(ACTIVITY) Please return every line from the entries that has the string "template" in it.

(DATA EXTRACTS)
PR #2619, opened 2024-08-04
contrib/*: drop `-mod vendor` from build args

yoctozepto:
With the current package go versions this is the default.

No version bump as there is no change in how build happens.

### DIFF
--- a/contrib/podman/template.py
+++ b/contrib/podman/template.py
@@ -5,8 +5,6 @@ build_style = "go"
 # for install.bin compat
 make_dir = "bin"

(RESULT FOR THIS EXERCISE)
--- a/contrib/podman/template.py
+++ b/contrib/podman/template.py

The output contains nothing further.